● Task directions
Copy every line from the data below in which the string "right" can be found.

(Excerpts from a dataset)

[Start of section]

PR #3288, opened 2019-03-28
Make sorting more intuitive

cuahsimarko:
The arrows are aligned in a strange way, making it confusing how to sort columns.

OLD
image

NEW/FIXED
image


Maurier:
@cuahsimarko, we should not be making changes to 3rd party resource files. This rule should rather be overwritten in one of our CSS files. Also, could you point out which issue this is referencing?

cuahsimarko:
There is no issue, I ran into this problem when working with CZO views.

cuahsimarko:
@Maurier I'm aware of that, but since we don't have a frontend grunt webpack or other build process to generate minified files, interact with vendor js scripts, I was just trying to get a usability fix out for users, since the current UX is pretty bad...

cuahsimarko:
The file seemed like it was modified or corrupted previously, repeating some elements. Let's chat offline about updating jQuery anyway, getting a fresh vendor file and then implementing a proper CSS override, as you've suggested.

cuahsimarko:
Discussed different path forward with Mauriel will take 3-4 sprints to update jQuery then revisit... though it's likely handled already in the vendor updates

Issue #3242, opened 2019-03-13
"Create" should be moved to the top navigation with a dropdown


Lizabrazil:
During breakout group in HS meeting on 3/13 we collectively decided to move the Create new button to the top navigation. 
- It should say "Create"
- It should have a dropdown with the Resource, Collection, Web app connector as options
- These will navigate to the Resource Landing Page (either composite, collection, or web app landing page)
- User will then add files on the resource landing page (we may need to rethink where adding files functionality lies on the page so users know to add files...usually it sits toward the top of the page in edit mode)

To declutter the top navigation, we are thinking of combining About and Help into one header with a dropdown. 

@jsadler2 @dtarb @martinseul please comment where Create should be located on the navigation. If we are adding a dropdown to the About/Help then we may may to put it near that but logically it makes more sense to go next to My Resources and Discover I think.
@dtarb @sblack-usu Do we have a project or label to associate all the resource migration work together?

Lizabrazil:
@Maurier let me know if this is confusing and we chat further about it. Thanks!

Maurier:
@Lizabrazil - Thanks. I will be contacting you later on for more details.

horsburgh:
@Maurier - this is part of work we want to do to streamline the resource creation process. We also plan to remove the "Create Resource" page entirely and instead just take the user to a blank resource landing page for the thing they have selected and allow them to build/edit their content there.

@dtarb and @Lizabrazil and @sblack-usu - did we decide today to move up the removal of the Create Resource page? Liza's description above of the new top navigation menu implies that the user would be taken directly to the blank landing pages for editing. Should we edit this issue to combine the new navigation with removal of the Create Resource page?

dtarb:
Here are my suggestions
1. Change to top menu
![image](https://user-images.githubusercontent.com/3456833/54312670-1e2da280-459d-11e9-9177-c9083c05e86a.png)

There are actually 7 items, not just 3.  As model resource types get deprecated, they will be removed, but we still need them at the moment.  I also suggest the words Resource and Web App Connector to start introducing users to these terms. 

The action on selecting any one of these should be the same as the action that would have occurred if this item had been clicked on the Create Resources page without any information added or any files loaded.  The result should be an empty resource of the type selected in edit mode.

2. Remove CREATE from My Resources Page as it will be redundant with the top menu item.  This will effectively deprecate the Create Resource page.  I think leave deletion of the create resource page code to later, in case we have to roll back.  It will just not be active.

[...]

Issue #3271, opened 2019-03-24
Login shown on all tabs but Help and About.


hydrocheck:
The login disappears on the Help and About tabs.

[012.zip](https://github.com/hydroshare/hydroshare/files/3000664/012.zip)

engineSound:
The help and About are from a different domain. @dtarb Is this a designated behavior?  Launching it into a separate tab could make the hydroshare more like within itself.  @dtarb @Lizabrazil @martinseul @Maurier Please chime in.

dtarb:
The different domain for help and about came about as a historical accident of using a separate server and plain Mezzanine CMS for this content.  It was easier to do separately than in HydroShare, but it was styled to look the same.  It does not worry me that much that there is no login button there and I think there are many more important problems on the site to fix, before I would put effort on this, like Discover, Search all of HydroShare, working quotas, DOI registration etc.

engineSound:
@dtarb should I close it?

dtarb:
If you ask me, yes.  I would not spend my money on this.  However I want to delegate, empower and trust you (@martinseul @engineSound @Lizabrazil) with the responsibility for deciding on relatively small UX questions like this.  If you have resources (time, which is money) to change and test this, that is higher priority than all the other things that need to be done, or can do this very quickly and simply, or feel that it is a real important issue to fix for UX, then use the resources you have to fix this.  It was pointed out by @hydrocheck and we do not want to ignore his advice.

Castronova:
@martinseul is this something that you want to implement. If not, please close.

dtarb:
This is by design

PR #3308, opened 2019-04-05
[#3242] Move Create button to main navigation bar

Maurier:
This PR adds a "Create" menu to the navigation bar and combines Help and About into a menu as well.
The "Create" button has been removed from the top left of My Resources page. These changes effectively remove the Create Resource page (the code will be left in place in case of need to rollback). 

These changes can be tested at: https://playground.hydroshare.org

Create menu
------------------------------
image

Notification
------------------------------
Since the resource creation process can take some time, a notification message has been added to indicate that the resource is being created.

image

Note: This work is also going to be implemented at https://help.hydroshare.org/ and both PRs should be deployed at the same time for consistency.

### Pull Request Checklist: 

- [ ] Automated Testing

- [x] Passing Jenkins Build

### Positive Test Case
1. Access the site.
2. Interact with the navigation items and verify the links work as expected.


theme/static/js/custom.js
```diff
@@ -157,6 +157,44 @@ $(document).ready(function () {
         return false
     });
 
+    $("#hs-nav-bar .res-dropdown ul > li>  a").on("click", function () {
+        var formData = new FormData();
+
+        formData.append("csrfmiddlewaretoken", csrf_token);
```
Maurier: @pkdash It would be good to get rid of these values from the backend if they are not needed in the requests anymore. I've added them here for now because without them the request doesn't go through.

theme/static/js/custom.js
```diff
@@ -357,19 +403,38 @@ $(document).ready(function () {
...
-        $("#universalMessage").attr('class','');
-        $("#universalMessage").addClass(type);
-        $("#universalMessage").slideDown();
-
-        setTimeout(function() {
-            $("#universalMessage a.um_close").click()
-        }, timeout)
+// Alert Types: "error", "success", "info"
+// pass a duration value of -1 for persistent alerts
+function customAlert(alertTitle, alertMessage, alertType, duration) {
```
Maurier: We had different methods implementing the same kind of alert functionality, so they have been combined into one method to avoid redundancy.

Maurier:
@dtarb, @Lizabrazil, @dtarb These changes can be tested at https://playground.hydroshare.org. Please have a look when you get a chance and let me know if you have any suggestions.

dtarb:
I like it.  But a few tweaks.
1.  The empty resource landing page should probably not say "Congratulations!"  We need to revise the message.
2.  Create Collection Fails 
3.  The CREATE menu item should probably be there even when not logged in for consistency of look and feel.  Behavior should be the same as currently for MyResources, requiring login.
4.  For HELP, I do not think we need a drop down.  I think about is part of help.  I do suggest, as noted in #3242 putting an about HydroShare in the footer.

Suggestion for revised message
"This is the landing page for the resource you just created.  Add files in the content area below and enter metadata where needed.  The following metadata is required for your resource to be published or made public"  Then give the list.

horsburgh:
@dtarb - we currently have separate "help" and "about" links in the navigation at the top. @Maurier has consolidated them into one - I think this is consistent with what we talked about on the phone. Are you suggesting we should get rid of the "About" page?  The About page is linked on the Help page, so I guess we really don't need About in the main navigation.

dtarb:
@horsburgh I am suggesting what I wrote in #3242.

horsburgh:
OK - fair enough. There's two sets of instructions in #3242, so I can see where @Maurier might have missed that.

@Maurier - I agree with the tweaks suggested by @dtarb above.

Maurier:
Got it, I'm working on it. I'll update the deployment with these changes sometime this weekend.

Lizabrazil:
Just reiterate, we just discussed and all agree that:
3. The CREATE menu item should probably be there even when not logged in for consistency of look and feel. Behavior should be the same as currently for MyResources, requiring login
4. Putting About in the footer, I also agree.

Maurier:
@dtarb, @Lizabrazil - I have made the changes now. Please have another look.

sblack-usu:
I've never touched the help codebase, but I wonder if it's even worth the trouble making the help pages mimic hydroshare.  Why not just something like "Back to HydroShare" as a menu item at the top.  You already can't see the user information in the top right corner of the help pages.

sblack-usu:
I found myself clicking the create menu item, which closed the popup box that opened when I hovered over.  Maybe make it so it does not close upon clicking the create button?

theme/static/js/custom.js
sblack-usu: We could add these defaults server side and resource-type default to composite. making it so you only have to pass the token.  Actually with this new workflow, I think we could probably remove all of the irods parameters completely from the create method.  @hyi Is there any reason we can't remove the irods paramaters from "/hsapi/_internal/create-resource/do/"?

theme/static/js/custom.js
```diff
@@ -157,6 +187,65 @@ $(document).ready(function () {
         return false
     });
 
+    $("#hs-nav-bar .res-dropdown ul > li>  a").on("click", function () {
+        if ($("#select-resource-type").attr("data-anonymous")) {
```
sblack-usu: This is a bit hacky, routing to my-resource after logging in before creating the resource. We could just go straight to create-resource after login, but my guess is that's not setup for you right now.

Maurier: Correct. This logic could be added to the backend where we process this AJAX request. @pkdash, what do you think?

dtarb:
I did some quick tests and it all seems to work as expected.

Maurier:
> I found myself clicking the create menu item, which closed the popup box that opened when I hovered over. Maybe make it so it does not close upon clicking the create button?

Mobile devices still need to be able to click, so we would need to find another approach. The only other way I can think of is disabling the hover and trigger the popup only on click.

Lizabrazil:
The first time I went through clicking create and signing in, it went to My Resources and then very quickly loaded the empty resource landing page. I tested again on another browser and it only does it the first time, but i thought it was a little odd.

Lizabrazil:
Just read Scotts comment about this, so maybe it is already being addressed. Otherwise, looks good. I'm not sure what best practices are for hover versus click on main menu items.

Lizabrazil:
If we did ever want to be completely mobile first then yes we would need to require a click

theme/static/js/custom.js
hyi: @pkdash @Maurier @sblack-usu These iRODS-related parameters in the request are for files selected from iRODS file browser when creating a resource using files from iRODS user zone or other third party iRODS zone, so we cannot get rid of them.

sblack-usu: @hyi - But with the new create resource workflow, these parameters will never be used.

hyi: @sblack-usu OK. That makes sense. Then we can remove those parameters, or at least add a default when retrieving those request data, such as this line: https://github.com/hydroshare/hydroshare/blob/develop/hs_core/views/__init__.py#L1221 @Maurier @pkdash

cuahsimarko:
This has merge conflicts

Maurier:
I have updated the behavior to match that of @dtarb's comment quoted below:

> I suggest the following
> 
> 1. Create menu item does not have triangle next to it.  This is so that all menus look the same.  This addresses point 3 above.  I think it would also address 4 above in that without the triangle it would look OK where it is, though where these items are on the top menu is a lesser consideration for me.
> 2. When not logged in Create menu item does not have dropdown.  It behaves the same as My Resources menu item.  It takes you to login, then after login you are on My Resources page.  This addresses the cumbersome reroute of 1 above.
> 3. When logged in clicking Create (positive click, not mouse over) results in the drop down appearing at which point a user selects resource type to create.
> 4. On the help pages, recognizing that help is a separate site, the behavior is the same as not logged in.  Clicking on Create would log you in (or if already logged in) take you to the My Resources page which has an active Create menu.  This is the least likable item in this suggestion, but short of spending a whole lot of work to integrate Help with HydroShare, I think it is workable.  There are also other differences between help and HydroShare - see #3271, that I do not feel are worth spending effort on.
> 
> As item 4 needs to be implemented on the help system, once agreed, it would need to be implemented in a different PR.

Note that changes need to be made on the help pages later on to match this work.

theme/static/js/custom.js
Maurier: This behavior was removed as part of recent changes.

Maurier:
@sblack-usu, could you review this work? At this point we have decided to go with this implementation outlined by @dtarb in the list above.

Note that changes to the footer need to be made through the admin interface to include a link to the About page (https://help.hydroshare.org/about-hydroshare/) and it needs to persist in the database from then on:
image

image

theme/templates/pages/menus/dropdown.html
```diff
@@ -15,11 +93,9 @@
         <a href="https://www.hydroshare.org/apps/">Apps</a>
     </li>
     <li class="" id="dropdown-menu-https:--help.hydroshare.org">
-        <a href="http://help.hydroshare.org">HELP</a>
-    </li>
-    <li class="" id="dropdown-menu-https:--help.hydroshare.org-about-hydroshare-">
```
sblack-usu: so a link to about is going away?  Just making sure this is intentional

Maurier: Correct. Here is the discussion behind this change: https://github.com/hydroshare/hydroshare/issues/3242#issuecomment-472595918

Maurier:
A PR with follow up changes for the Help pages has been approved here: https://github.com/hydroshare/hs_pages/pull/16#pullrequestreview-235738041

This work can now be merged.

PR #3309, opened 2019-04-07
3292 colon in discover

alvacouch:
This code modifies the discovery command parser in three ways: 

1. Eliminate error messages for invalid fields in `foo:bar` kinds of queries. Parse invalid keyword entries, e.g., `foo:bar` as literals to be searched for. 
3. Eliminate parsing of `-` and `+` synonyms for `NOT` and include. 

Note that the special keywords `AND`, `OR`, `NOT` are still present and the expressive power of the query engine has not been reduced. Only shorthand syntaxes have been eliminated. 

This makes the strange long names in the CZO use case more easily discoverable. 

### Pull Request Checklist: 

- [x] Automated Testing

- [ ] Passing Jenkins Build

### Positive Test Case
1. Type discovery request with colons and invalid keyword, e.g., `foo:bar`. Error is not returned. Instead, this is searched for literally. 
2. Type a discovery request `-couch` or `+couch`. This should be interpreted literally, and not as `NOT couch`.

### DIFF
--- a/hs_core/discovery_parser.py
+++ b/hs_core/discovery_parser.py
@@ -344,6 +344,6 @@ class ParseSQ(object):
                 self.handle_normal_query()
             elif self.query and self.query[0] == "(":
                 self.handle_brackets()
-            elif self.query:
-                self.query = self.query[1:]
+            else:
+                self.handle_normal_query()
         return self.sq
--- a/hs_core/discovery_parser.py
+++ b/hs_core/discovery_parser.py
@@ -189,6 +189,7 @@ class ParseSQ(object):
 
     # Paterns without more precise control of __exact keyword
     Pattern_Field_Query = re.compile(r"^(\w+)(:|[<>]=?)", re.U)
+    Pattern_Field_Query_Qualified = re.compile(r"^(\w+)(:|[<>]=?)(.)", re.U)
     Pattern_Normal_Query = re.compile(r"^(\w+)\s*", re.U)
     Pattern_Operator = re.compile(r"^(AND|OR|NOT|\-|\+)\s*", re.U)
     Pattern_Quoted_Text = re.compile(r"^\"([^\"]*)\"\s*", re.U)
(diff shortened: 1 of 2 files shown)


alvacouch:
@dtarb @martinseul @Lizabrazil A meta-comment: If we really want to have users to be able to put _anything_ in a title, then we need to support this by making the query language as different from anything that can appear in a title as possible. Thus, there is some argument for making all the keywords _ALL CAPS_, e.g. `AUTHOR:`, `TITLE:`, on the grounds that most people don't title things with _"lines of yelling"_ (as the spam filters call the use of all-caps).  In other words, allowing both `author:` and `AUTHOR:` is the _wrong_ direction.

alvacouch:
@Lizabrazil @martinseul @cuahsimarko @dtarb 
The change has been made to eliminate lower-casing of keywords and this is ready to merge.

hs_core/discovery_parser.py
```diff
@@ -78,9 +78,8 @@ class ParseSQ(object):
     OP = {
         'AND': operator.and_,
         'OR': operator.or_,
-        'NOT': operator.inv,
-        '+': operator.and_,
-        '-': operator.inv,
+        'NOT': operator.inv,  # alias '-' removed 4/5/2019
+        # alias '+' (for include) removed 4/5/2019
```
sblack-usu: I'm not a fan of commenting out code to remove it.  The git commit history documents this for us without cluttering our code.  I am goo with putting in a comment that explains why + and - were removed intentionally.

hs_core/tests/api/native/test_discovery_parser.py
```diff
@@ -77,14 +76,14 @@ def test_parse_with_new_default(self):
     def test_operators(self):
         testcase = {
             "note": str(SQ(content="note")),
-            "need -note": str(SQ(content="need") & ~SQ(content="note")),
-            "need +note": str(SQ(content="need") & SQ(content="note")),
-            "need+note": str(SQ(content="need+note")),
-            "iphone AND NOT subject:10": str(SQ(content="iphone") & ~SQ(
-                subject="10")),
+            # removed '-' 4/5/2019 "need -note": str(SQ(content="need") & ~SQ(content="note")),
```
sblack-usu: Instead of removing these, could you add a test that tests the new outcome?

cuahsimarko: PyTest!

cuahsimarko: Maybe @zhiyuli , Mahesh or I can look into that or you can do a quick nosetest.

hs_core/discovery_parser.py
```diff
@@ -219,9 +220,11 @@ def handle_field_query(self):
         search_field = mat.group(1)
         search_operator = mat.group(2)
         if search_field not in self.KNOWN_FIELDS:
-            raise FieldNotRecognizedError(
-                "Field delimiter '{}' is not recognized."
-                .format(search_field))
+            self.handle_normal_query()
+            return
+            # raise FieldNotRecognizedError(
```
alvacouch: This is a temporary fix and I would like to remember what used to happen.

alvacouch:
@sblack-usu I think this is ready now for merge.

alvacouch:
@cuahsimarko This is approved as text but not in git. Please approve in git and merge. (cc: @martinseul )

Issue #3245, opened 2019-03-13
Update modified date on discover


sblack-usu:
The list of resources on the discover page shows the wrong updated time.  We should be using the the res_modified_date saved in metadata, not the mezzanine updated field.

sblack-usu:
@alvacouch - I assigned you because you have the most familiarity with with solr.  If you don't have time to make the change, please leave some guidance on how to make the change.

alvacouch:
This is systemic as there are several displays thst use the last updated time. same issue with current code for communities, dashboard.

sblack-usu:
we've already update resource landing page and my-resources.  Communities and Dashboard haven't been finished yet, but should use modified date as well.

PR #3328, opened 2019-04-17
[#3245] - use last_updated instead of updated

sblack-usu:
### Pull Request Checklist: 

- [x] Automated Testing

- [x] Passing Jenkins Build

### Positive Test Case
1. Open a resource, then find that resource on the discover page.  Verify the Last Modified date is not the date/time of when you opened the resource.

### DIFF
--- a/hs_core/search_indexes.py
+++ b/hs_core/search_indexes.py
@@ -80,7 +80,7 @@ class BaseResourceIndex(indexes.SearchIndex, indexes.Indexable):
     # TODO: We might need more information than a bool in the future
     replaced = indexes.BooleanField()
     created = indexes.DateTimeField(model_attr='created')
-    modified = indexes.DateTimeField(model_attr='updated')
+    modified = indexes.DateTimeField(model_attr='last_updated')
     organization = indexes.MultiValueField(faceted=True)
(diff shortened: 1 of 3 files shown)


hs_core/search_indexes.py
```diff
@@ -80,7 +80,7 @@ class BaseResourceIndex(indexes.SearchIndex, indexes.Indexable):
     # TODO: We might need more information than a bool in the future
     replaced = indexes.BooleanField()
     created = indexes.DateTimeField(model_attr='created')
-    modified = indexes.DateTimeField(model_attr='updated')
+    modified = indexes.DateTimeField(model_attr='last_updated')
     organization = indexes.MultiValueField(faceted=True)
```
cuahsimarko: I still have to do this in communities frontend but does this fix for all places we show last modified in resource listings, such as Discovery, Group Resource listing, My Resources and Resource Landing?

sblack-usu: This is for the search indexes, below in this file is for Discovery.  I just pushed a change for Group Resource in this branch.  My Resources and Resource Landing were taken care of initially when we discovered the issue.

Issue #3330, opened 2019-04-18
local_settings not overwriting all settings


sblack-usu:
Looks like local_settings.py isn't behaving the way we think it is.  local_settings.py is imported into settings.py about halfway through the file so it only overwrites keys that are before local is imported.  I think we just need to drop it to the bottom.  https://github.com/hydroshare/hydroshare/blob/develop/hydroshare/settings.py#L461

PR #3331, opened 2019-04-18
[#3330] - push local_settings import to bottom

sblack-usu:
### Pull Request Checklist: 

- [x] Automated Testing

- [x] Passing Jenkins Build

### Positive Test Case
1.  When deployed ensure local_settings overwrite settings.  (I tested this on beta testing HSWS_ACTIVATED)

### DIFF
--- a/hydroshare/settings.py
+++ b/hydroshare/settings.py
@@ -457,34 +457,6 @@ DEBUG_TOOLBAR_CONFIG = {"INTERCEPT_REDIRECTS": False}
 # }
 
 
-##################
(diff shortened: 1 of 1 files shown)


sblack-usu:
@phuongdm - Could you verify whether there is more work to be done with deployments for this change to stick?  My understanding is settings.py isn't touched on deployment anymore since we moved all machine specific settings to local_settings.

phuongdm:
Yes, settings.py does not take any affect on deployment process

[End of section]

● Solution to the problem
I've never touched the help codebase, but I wonder if it's even worth the trouble making the help pages mimic hydroshare.  Why not just something like "Back to HydroShare" as a menu item at the top.  You already can't see the user information in the top right corner of the help pages.
sblack-usu: This is a bit hacky, routing to my-resource after logging in before creating the resource. We could just go straight to create-resource after login, but my guess is that's not setup for you right now.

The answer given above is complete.